PR #276, opened 2020-06-15
Add json support

### LINKED ISSUE #274: JSON response format
Be able to return JSON from howdoi, perhaps with the `-j / --json` flag

gmelodie:
Add support for json responses (all data is handled in JSON internally)

Fixes #274 and part of #278


chrisngyn:
@YKo20010 and I decided to add a new `-jf` flag. I recall in our last meeting we talked about how the functionality of some of the features the others were working on used the raw JSON response from Gabriel's function, so we made a new flag with cleaner, formatted JSON

chrisngyn:
After talking with Benjamin, instead of using a new flag to make the JSON response pretty, we'll be using `json.tool` instead if the user chooses to return an easy to read JSON object. Will be updating documentation to reflect this alongside the new `-j` flag. 👍

chrisngyn:
@gleitz we're ready for your review!

The JSON functionality works with the `-j` flag, I updated the README accordingly to reflect this, added a note about how you can prettify the response by adding `| python -m json.tool`

I also added a short little demo .gif in the README too; if you approve of the .gif addition I can make a better one and show more of the features (this was a really short and scrappy one I made quickly)

README.rst
```diff
@@ -52,6 +52,8 @@ howdoi will answer all sorts of queries:
 
     $ howdoi create tar archive
     > tar -cf backup.tar --exclude "www/subf3" www
+    
+.. image:: howdoi.gif
```
gmelodie, line 56: Not actually a request, but I feel like this is not directly related to the json issue. (it's fine though)

howdoi/howdoi.py
```diff
@@ -332,30 +331,38 @@ def _get_links_with_cache(query):
...
+    num_answers = args['num_answers']
 
-    for answer_number in range(args['num_answers']):
-        current_position = answer_number + initial_position
-        args['pos'] = current_position
-        link = get_link_at_pos(question_links, current_position)
+    for inc_pos in range(num_answers):
+        curr_pos = inc_pos + init_pos
+        args['pos'] = curr_pos
+        link = get_link_at_pos(question_links, curr_pos)
```
gmelodie, line 351: I feel like this is not related to the json issue (more of a code styling thing). Personally I like the more explicit variable names: `answer_number`, `current_position` and `initial_position`

howdoi/howdoi.py
```diff
@@ -372,6 +379,29 @@ def _clear_cache():
...
+    @res: json object with answers and metadata
+    @args: command-line arguments (used for parsing)
+    returns: formated string of text ready to be printed
+    """
+    res = json.loads(res)
+    if "error" in res:
+        return res["error"]
+
+    splitter_length = 80
+    answer_splitter = '\n' + '=' * splitter_length + '\n\n'
```
gmelodie, line 393: In PR #280 @tayoogunbiyi added a `build_splitter` function which should be nice to use here

howdoi/howdoi.py
```diff
@@ -383,17 +413,23 @@ def howdoi(raw_query):
...
         cache.set(cache_key, res)
-
-        return res
     except (ConnectionError, SSLError):
-        return 'Failed to establish network connection\n'
+        return json.dumps({"error": "Failed to establish network connection\n"})
+    finally:
+        if args["json_output"]:
+            return res
+        else:
```
gmelodie, line 431: :scissors:  Don't need the `else` clause because the function will return if it gets into the `if`.

test_howdoi.py
```diff
@@ -26,6 +28,9 @@ def setUp(self):
         self.bad_queries = ['moe',
                             'mel']
 
+    def assertValidResponse(self, res):
+        return len(res) > 0
+
```
gmelodie, line 33: Not sure if this is related to the issue at hand. Also, what was wrong with the previous way of testing?

test_howdoi.py
```diff
@@ -43,37 +48,37 @@ def test_get_link_at_pos(self):
 
     def test_answers(self):
         for query in self.queries:
-            self.assertTrue(self.call_howdoi(query))
+            self.assertValidResponse(self.call_howdoi(query))
```
gmelodie, line 51: Again, not sure if this is related

test_howdoi.py
```diff
@@ -43,37 +48,37 @@ def test_get_link_at_pos(self):
...
         for query in self.bad_queries:
-            self.assertTrue(self.call_howdoi(query))
+            self.assertValidResponse(self.call_howdoi(query))
```
gmelodie, line 53: Again, not sure if this is related

test_howdoi.py
```diff
@@ -43,37 +48,37 @@ def test_get_link_at_pos(self):
...
 
         os.environ['HOWDOI_URL'] = 'pt.stackoverflow.com'
         for query in self.pt_queries:
-            self.assertTrue(self.call_howdoi(query))
+            self.assertValidResponse(self.call_howdoi(query))
```
gmelodie, line 57: Again, not sure if this is related

test_howdoi.py
```diff
@@ -43,37 +48,37 @@ def test_get_link_at_pos(self):
...
 
     def test_answers_bing(self):
         os.environ['HOWDOI_SEARCH_ENGINE'] = 'bing'
         for query in self.queries:
-            self.assertTrue(self.call_howdoi(query))
+            self.assertValidResponse(self.call_howdoi(query))
```
gmelodie, line 62: Again, not sure if this is related

test_howdoi.py
```diff
@@ -43,37 +48,37 @@ def test_get_link_at_pos(self):
...
         for query in self.bad_queries:
-            self.assertTrue(self.call_howdoi(query))
+            self.assertValidResponse(self.call_howdoi(query))
```
gmelodie, line 64: Again, not sure if this is related

test_howdoi.py
```diff
@@ -43,37 +48,37 @@ def test_get_link_at_pos(self):
...
 
         os.environ['HOWDOI_URL'] = 'pt.stackoverflow.com'
         for query in self.pt_queries:
-            self.assertTrue(self.call_howdoi(query))
+            self.assertValidResponse(self.call_howdoi(query))
```
gmelodie, line 68: Again, not sure if this is related

test_howdoi.py
```diff
@@ -43,37 +48,37 @@ def test_get_link_at_pos(self):
...
 
         os.environ['HOWDOI_SEARCH_ENGINE'] = ''
 
     def test_answers_duckduckgo(self):
         os.environ['HOWDOI_SEARCH_ENGINE'] = 'duckduckgo'
         for query in self.queries:
-            self.assertTrue(self.call_howdoi(query))
+            self.assertValidResponse(self.call_howdoi(query))
```
gmelodie, line 75: Again, not sure if this is related

test_howdoi.py
```diff
@@ -43,37 +48,37 @@ def test_get_link_at_pos(self):
...
         for query in self.bad_queries:
-            self.assertTrue(self.call_howdoi(query))
+            self.assertValidResponse(self.call_howdoi(query))
```
gmelodie, line 77: Again, not sure if this is related

test_howdoi.py
```diff
@@ -43,37 +48,37 @@ def test_get_link_at_pos(self):
...
 
         os.environ['HOWDOI_URL'] = 'pt.stackoverflow.com'
         for query in self.pt_queries:
-            self.assertTrue(self.call_howdoi(query))
+            self.assertValidResponse(self.call_howdoi(query))
```
gmelodie, line 81: Again, not sure if this is related

test_howdoi.py
```diff
@@ -88,7 +93,7 @@ def test_answer_links_using_all_option(self):
             self.assertNotEqual(re.match('.*http.?://.*questions/\d.*', response, re.DOTALL), None)
 
     def test_position(self):
-        query = self.queries[0]
+        query = random.choice(self.queries)
         first_answer = self.call_howdoi(query)
         not_first_answer = self.call_howdoi(query + ' -p5')
         self.assertNotEqual(first_answer, not_first_answer)
```
gmelodie, line 99: What's the difference of getting a random query and getting the first one? This could mess up testing because one query could fail and other could pass (i.e. non-deterministic outputs). Also, not sure if it's related.

test_howdoi.py
```diff
@@ -100,6 +105,13 @@ def test_all_text(self):
         self.assertNotEqual(first_answer, second_answer)
         self.assertNotEqual(re.match('.*Answer from http.?://.*', second_answer, re.DOTALL), None)
 
+    def test_json_output(self):
+        query = self.queries[0]
```
gmelodie, line 109: Inconsistent with last comment. We should either go for all `random` or all `query[0]`, although I am of the opinion that we should not use `random.choice` to test.

howdoi/howdoi.py
```diff
@@ -410,6 +446,8 @@ def get_parser():
     parser.add_argument('-n', '--num-answers', help='number of answers to return', default=1, type=int)
     parser.add_argument('-C', '--clear-cache', help='clear the cache',
                         action='store_true')
+    parser.add_argument('-j', '--json-output', help='return answers in raw json format',
```
gleitz, line 449: I like `-j` but I was looking around at some other repos and it seems like `-o json` is also somewhat common. Kubernetes uses it for `kubectl`, as done this [feature request](https://github.com/helm/helm/issues/1534). However I don't think we would ever support `-o yaml` so let's stick with `-j` for now.

test_howdoi.py
gleitz: We noticed that when we added the JSON response, all the tests started failing.

test_howdoi.py
gleitz: Technically I think `assertValidResponse` is better than `assertTrue`, and this leaves the door open to improve `assertValidResponse`. The `assertTrue` was honestly me being lazy when I wrote the tests.

test_howdoi.py
gleitz: But let's make it `self.assertTrue(len(res) > 0)` so we can use the unitest's version of assert

test_howdoi.py
gleitz: yeah please just use the first. I'm not sure if every query is going to have 5 answers but I know the first one does.

test_howdoi.py
gleitz: Let's use the first `[0]`

README.rst
chrisngyn: Whoops -- yeah you're definitely right about that, my bad 😅

howdoi/howdoi.py
YKo20010: Looks like PR #280 hasn't been merged to master yet, so we're currently waiting to make this change.

howdoi/howdoi.py
chrisngyn: Good catch -- thanks for pointing this out!

README.rst
```diff
@@ -90,6 +92,7 @@ Usage
       -a, --all             display the full text of the answer
       -l, --link            display only the answer link
       -c, --color           enable colorized output
+      -j, --json-output     return answers in raw json format, append '| python -m json.tool' at end of query to prettify
```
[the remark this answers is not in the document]
chrisngyn: I actually didn't know about using `json.tool` to pretty print JSON until you told me about it (I'm a tad new to Python still) so I think to make things more beginner friendly, we can add a note about the existence of `json.tool`, thoughts?

howdoi/howdoi.py
```diff
@@ -332,30 +331,38 @@ def _get_links_with_cache(query):
...
+        if not args['link'] and not args['json_output']:
+            star_headers = (num_answers > 1 or args['all'])
             answer = format_answer(link, answer, star_headers)
         answer += '\n'
-        answers.append(answer)
-    return answer_spliter.join(answers)
+        res.append({
+            'answer': answer, 
+            'link': link, 
+            'position': curr_pos
```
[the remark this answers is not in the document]
YKo20010: image
`position` isn't the index of the returned list, ie. if you set the initial position to be -p3 you'll see that the results start at position=3.

chrisngyn:
@gleitz ready for your review whenever you got the time!

- removed the .gif from the README and will make that into its own issue and also changed the help text for the JSON command
- went through all the comments and updated everything accordingly
- all tests passing!

howdoi/howdoi.py
```diff
@@ -18,6 +18,7 @@
 from cachelib import FileSystemCache, NullCache
 import requests
 import sys
+import json
```
gleitz, line 21: nit: please put this in alphabetical order under `cachelib`

howdoi/howdoi.py
gleitz: #280 was merged, so you can pull in those functions now (and also fix a few merge conflicts)

howdoi/howdoi.py
```diff
@@ -372,6 +378,29 @@ def _clear_cache():
     return cache.clear()
 
 
+def _parse_json(res, args):
+    """
+    @res: json object with answers and metadata
+    @args: command-line arguments (used for parsing)
+    returns: formatted string of text ready to be printed
+    """
```
gleitz, line 386: I like to keep the codebase pretty self explanatory without superfluous comments. While docstrings are nice, they're a bit out of place in this repo that I'm trying to keep succinct and readable. It's also a sign that we aren't naming our functions well.

I have a few suggestions:
1. Change `_get_instructions` to `_get_answers`.
Internally we already have the concept of `_get_answer`, so this will be a nice wrapper around that function to orchestrate the algorithm of fetching the question links and then the answers.

1. I like to use JSON like the bread in a sandwich. JSON can be read into a program, and JSON can be provided as output of a program, but the internal representation, at least for our uses, should be native objects within the language. As the code is now written, `_get_instructions` is returning JSON which must be `json.loads`'d and checked before it is returned to the user. Additionally, JSON is hard to typecheck and requires a lot of extra `json.dumps` all over the place. Let's have `_get_instructions` (now called `_get_answers`) return an array of answers.

1. Change the name of `_parse_json` to something like `_format_answers`. This function can take `answers` and `args` as parameters and convert either to a string for command line output or to JSON.

howdoi/howdoi.py
```diff
@@ -383,17 +412,21 @@ def howdoi(raw_query):
 
     res = cache.get(cache_key)
```
gleitz, line 413: After the updates I suggested above, we will be storing `answers` in the cache. We'll simply pull them out of the cache and then call `_format_answers`.

I wonder if we need to version the cache key as we make these larger changes to it. If someone has an existing cache key (which used to store strings) and now we're storing objects, we'll have issues. 

A function like `_get_cache_key` which takes a string and returns a cache key string would be useful here, as this function can deal with adding the version number.

test_howdoi.py
```diff
@@ -5,6 +5,7 @@
 import re
 import time
 import unittest
+import json
```
gleitz, line 8: nit: sort alphabetically

howdoi/howdoi.py
gleitz: Note: the JSON sandwich was inspired by the [Unicode sandwich](https://nedbatchelder.com/text/unipain/unipain.html), where you have various encodings that your program can accept and produce but everything inside the program is Unicode.
;)

gleitz:
Thanks all!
* * * * *
## What to produce:
Using the entries above, state the number of lines that include "flag". Add nothing else.

## Response:
4